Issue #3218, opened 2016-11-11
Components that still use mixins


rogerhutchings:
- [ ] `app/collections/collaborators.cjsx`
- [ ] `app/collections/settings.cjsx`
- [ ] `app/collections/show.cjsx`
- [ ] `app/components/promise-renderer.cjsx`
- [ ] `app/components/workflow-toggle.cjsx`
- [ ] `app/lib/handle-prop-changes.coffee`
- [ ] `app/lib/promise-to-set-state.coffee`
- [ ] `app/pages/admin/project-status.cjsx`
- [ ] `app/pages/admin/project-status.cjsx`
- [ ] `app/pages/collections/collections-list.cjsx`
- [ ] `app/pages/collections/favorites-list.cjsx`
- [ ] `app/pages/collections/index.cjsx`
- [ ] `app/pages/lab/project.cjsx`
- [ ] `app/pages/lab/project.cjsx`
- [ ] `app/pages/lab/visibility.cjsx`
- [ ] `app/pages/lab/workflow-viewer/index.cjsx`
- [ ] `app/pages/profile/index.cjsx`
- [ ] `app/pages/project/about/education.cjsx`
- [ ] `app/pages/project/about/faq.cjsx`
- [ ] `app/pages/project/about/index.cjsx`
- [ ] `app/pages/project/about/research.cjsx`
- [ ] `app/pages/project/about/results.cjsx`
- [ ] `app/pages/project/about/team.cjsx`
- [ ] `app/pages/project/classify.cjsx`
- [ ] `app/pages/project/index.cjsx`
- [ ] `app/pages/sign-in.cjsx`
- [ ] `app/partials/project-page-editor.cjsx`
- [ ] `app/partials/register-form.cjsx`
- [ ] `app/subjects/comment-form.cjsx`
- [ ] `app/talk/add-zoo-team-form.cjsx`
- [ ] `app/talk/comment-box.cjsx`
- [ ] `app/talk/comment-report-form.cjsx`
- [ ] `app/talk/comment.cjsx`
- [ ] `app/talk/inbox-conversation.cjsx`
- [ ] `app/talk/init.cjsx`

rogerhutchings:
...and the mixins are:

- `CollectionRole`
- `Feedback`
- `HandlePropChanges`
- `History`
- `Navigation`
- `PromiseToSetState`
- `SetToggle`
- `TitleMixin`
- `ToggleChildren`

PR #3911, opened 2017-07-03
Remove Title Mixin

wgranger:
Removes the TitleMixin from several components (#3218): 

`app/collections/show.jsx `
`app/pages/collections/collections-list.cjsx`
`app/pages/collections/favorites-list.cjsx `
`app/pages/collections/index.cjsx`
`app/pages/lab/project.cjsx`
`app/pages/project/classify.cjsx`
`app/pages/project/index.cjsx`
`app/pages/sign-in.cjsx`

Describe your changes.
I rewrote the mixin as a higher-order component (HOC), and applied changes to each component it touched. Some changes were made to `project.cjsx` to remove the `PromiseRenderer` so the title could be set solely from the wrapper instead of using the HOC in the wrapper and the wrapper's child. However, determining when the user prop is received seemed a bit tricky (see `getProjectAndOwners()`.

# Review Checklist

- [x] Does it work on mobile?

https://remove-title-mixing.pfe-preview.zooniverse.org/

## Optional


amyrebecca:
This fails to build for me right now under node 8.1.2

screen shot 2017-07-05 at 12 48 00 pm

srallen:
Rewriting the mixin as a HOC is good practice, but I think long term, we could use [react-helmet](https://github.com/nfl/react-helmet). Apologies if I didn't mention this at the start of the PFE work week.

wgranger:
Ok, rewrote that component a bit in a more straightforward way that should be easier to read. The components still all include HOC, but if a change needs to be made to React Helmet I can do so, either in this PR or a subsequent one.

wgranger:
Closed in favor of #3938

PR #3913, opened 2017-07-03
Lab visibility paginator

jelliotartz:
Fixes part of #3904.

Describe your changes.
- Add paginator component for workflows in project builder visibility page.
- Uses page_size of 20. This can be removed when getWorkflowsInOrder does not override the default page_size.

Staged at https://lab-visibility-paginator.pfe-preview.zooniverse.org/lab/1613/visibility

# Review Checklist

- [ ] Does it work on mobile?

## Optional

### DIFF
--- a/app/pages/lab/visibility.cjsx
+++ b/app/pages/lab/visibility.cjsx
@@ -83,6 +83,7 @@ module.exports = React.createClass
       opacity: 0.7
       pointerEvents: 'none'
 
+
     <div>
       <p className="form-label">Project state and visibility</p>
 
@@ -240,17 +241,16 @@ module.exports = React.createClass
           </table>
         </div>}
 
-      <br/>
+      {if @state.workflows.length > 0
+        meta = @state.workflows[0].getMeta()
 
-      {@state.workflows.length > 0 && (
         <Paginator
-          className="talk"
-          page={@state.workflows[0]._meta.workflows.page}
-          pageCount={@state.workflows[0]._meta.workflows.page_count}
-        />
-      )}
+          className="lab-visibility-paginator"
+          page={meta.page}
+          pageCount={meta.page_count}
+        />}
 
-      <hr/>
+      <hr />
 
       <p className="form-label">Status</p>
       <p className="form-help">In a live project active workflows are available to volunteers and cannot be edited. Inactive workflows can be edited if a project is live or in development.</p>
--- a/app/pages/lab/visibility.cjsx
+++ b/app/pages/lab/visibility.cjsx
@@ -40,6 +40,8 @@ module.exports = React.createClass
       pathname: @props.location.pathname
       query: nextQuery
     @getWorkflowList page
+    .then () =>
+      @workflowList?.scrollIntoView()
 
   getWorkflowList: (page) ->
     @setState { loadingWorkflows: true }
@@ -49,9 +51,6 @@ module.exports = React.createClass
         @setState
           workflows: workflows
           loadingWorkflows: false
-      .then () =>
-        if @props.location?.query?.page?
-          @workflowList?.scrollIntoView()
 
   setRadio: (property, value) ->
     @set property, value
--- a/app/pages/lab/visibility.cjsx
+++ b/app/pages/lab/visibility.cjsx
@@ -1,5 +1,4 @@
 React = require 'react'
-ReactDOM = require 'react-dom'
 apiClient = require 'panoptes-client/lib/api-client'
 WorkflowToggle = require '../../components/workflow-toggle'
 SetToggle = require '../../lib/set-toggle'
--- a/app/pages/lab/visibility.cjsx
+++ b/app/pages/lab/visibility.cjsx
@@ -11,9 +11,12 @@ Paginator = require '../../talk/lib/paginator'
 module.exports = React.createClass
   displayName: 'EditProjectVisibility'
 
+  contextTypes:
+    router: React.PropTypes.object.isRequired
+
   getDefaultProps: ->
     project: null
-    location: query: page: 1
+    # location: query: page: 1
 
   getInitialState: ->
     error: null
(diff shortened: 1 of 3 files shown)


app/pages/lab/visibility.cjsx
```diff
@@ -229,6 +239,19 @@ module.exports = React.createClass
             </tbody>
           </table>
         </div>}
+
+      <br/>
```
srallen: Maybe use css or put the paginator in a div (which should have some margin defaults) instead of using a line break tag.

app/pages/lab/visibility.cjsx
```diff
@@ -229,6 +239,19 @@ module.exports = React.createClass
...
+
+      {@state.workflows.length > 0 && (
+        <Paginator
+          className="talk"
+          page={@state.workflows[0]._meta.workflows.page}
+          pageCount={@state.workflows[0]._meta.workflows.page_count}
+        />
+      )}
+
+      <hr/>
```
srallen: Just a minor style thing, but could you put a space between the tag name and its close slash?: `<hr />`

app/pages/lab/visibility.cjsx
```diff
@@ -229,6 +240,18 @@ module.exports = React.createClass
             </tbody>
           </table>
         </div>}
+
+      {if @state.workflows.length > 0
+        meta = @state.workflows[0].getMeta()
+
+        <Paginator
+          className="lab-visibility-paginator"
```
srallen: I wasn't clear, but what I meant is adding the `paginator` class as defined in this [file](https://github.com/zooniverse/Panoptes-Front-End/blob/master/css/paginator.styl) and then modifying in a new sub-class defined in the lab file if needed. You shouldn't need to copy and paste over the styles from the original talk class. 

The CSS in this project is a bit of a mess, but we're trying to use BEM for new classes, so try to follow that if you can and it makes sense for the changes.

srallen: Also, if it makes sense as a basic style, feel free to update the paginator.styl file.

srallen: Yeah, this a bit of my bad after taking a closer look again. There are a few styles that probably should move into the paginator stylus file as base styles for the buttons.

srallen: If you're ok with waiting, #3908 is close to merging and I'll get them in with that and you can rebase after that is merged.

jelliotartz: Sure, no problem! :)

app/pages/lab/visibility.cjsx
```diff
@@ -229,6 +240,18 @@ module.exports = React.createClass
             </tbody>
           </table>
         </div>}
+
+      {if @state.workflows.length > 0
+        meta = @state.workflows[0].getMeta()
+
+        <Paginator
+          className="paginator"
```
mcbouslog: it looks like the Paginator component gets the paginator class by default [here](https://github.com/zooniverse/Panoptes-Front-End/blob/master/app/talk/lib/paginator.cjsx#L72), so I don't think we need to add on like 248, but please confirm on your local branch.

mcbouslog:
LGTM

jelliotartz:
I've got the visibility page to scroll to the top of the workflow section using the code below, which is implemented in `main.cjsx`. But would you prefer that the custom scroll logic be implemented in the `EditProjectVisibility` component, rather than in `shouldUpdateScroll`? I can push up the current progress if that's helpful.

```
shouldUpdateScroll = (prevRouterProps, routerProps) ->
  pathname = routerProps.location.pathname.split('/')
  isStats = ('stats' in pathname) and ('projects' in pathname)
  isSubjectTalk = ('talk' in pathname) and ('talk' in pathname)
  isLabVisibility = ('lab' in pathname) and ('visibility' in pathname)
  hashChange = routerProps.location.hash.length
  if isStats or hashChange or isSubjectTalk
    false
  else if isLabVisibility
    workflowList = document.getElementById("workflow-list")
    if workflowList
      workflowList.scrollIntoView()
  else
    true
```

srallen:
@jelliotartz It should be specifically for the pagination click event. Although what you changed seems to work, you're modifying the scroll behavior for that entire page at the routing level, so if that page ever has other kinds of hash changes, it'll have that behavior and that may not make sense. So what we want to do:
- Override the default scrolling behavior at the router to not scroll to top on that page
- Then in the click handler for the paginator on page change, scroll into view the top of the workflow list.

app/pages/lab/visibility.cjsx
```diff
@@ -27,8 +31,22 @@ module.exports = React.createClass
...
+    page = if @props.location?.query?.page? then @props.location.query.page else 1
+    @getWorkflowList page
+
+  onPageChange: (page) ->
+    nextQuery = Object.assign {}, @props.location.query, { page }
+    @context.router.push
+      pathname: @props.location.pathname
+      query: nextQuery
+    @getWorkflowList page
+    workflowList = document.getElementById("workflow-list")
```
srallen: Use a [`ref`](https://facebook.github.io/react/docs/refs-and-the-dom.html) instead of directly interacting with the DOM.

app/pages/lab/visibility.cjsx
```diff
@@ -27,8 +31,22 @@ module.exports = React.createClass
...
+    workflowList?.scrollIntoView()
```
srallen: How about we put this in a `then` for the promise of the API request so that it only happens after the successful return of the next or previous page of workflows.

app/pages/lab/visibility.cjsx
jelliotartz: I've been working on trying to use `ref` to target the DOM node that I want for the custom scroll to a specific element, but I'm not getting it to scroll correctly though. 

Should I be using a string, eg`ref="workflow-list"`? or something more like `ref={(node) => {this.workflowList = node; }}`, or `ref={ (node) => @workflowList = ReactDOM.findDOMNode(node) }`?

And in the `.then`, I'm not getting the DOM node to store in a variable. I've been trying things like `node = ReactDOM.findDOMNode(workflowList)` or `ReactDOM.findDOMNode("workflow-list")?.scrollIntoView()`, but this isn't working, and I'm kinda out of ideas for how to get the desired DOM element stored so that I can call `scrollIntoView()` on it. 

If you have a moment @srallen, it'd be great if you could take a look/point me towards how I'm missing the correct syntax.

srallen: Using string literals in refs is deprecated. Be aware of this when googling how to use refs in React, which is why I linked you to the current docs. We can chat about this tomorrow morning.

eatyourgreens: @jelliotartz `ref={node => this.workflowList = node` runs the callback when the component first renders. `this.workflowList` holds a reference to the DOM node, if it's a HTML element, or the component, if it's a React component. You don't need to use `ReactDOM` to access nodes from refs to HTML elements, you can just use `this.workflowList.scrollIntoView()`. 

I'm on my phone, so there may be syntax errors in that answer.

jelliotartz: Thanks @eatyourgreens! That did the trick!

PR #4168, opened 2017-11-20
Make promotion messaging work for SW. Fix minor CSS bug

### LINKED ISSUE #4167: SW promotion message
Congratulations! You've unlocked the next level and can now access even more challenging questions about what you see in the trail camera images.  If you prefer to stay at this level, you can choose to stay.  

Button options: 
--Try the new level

________________

▶ [REQUIRED ACTION] Report each line in the data above that holds the word "isSubjectTalk" by copying it.

▶ [ANSWER FOR THE TASK]
  isSubjectTalk = ('talk' in pathname) and ('talk' in pathname)
  if isStats or hashChange or isSubjectTalk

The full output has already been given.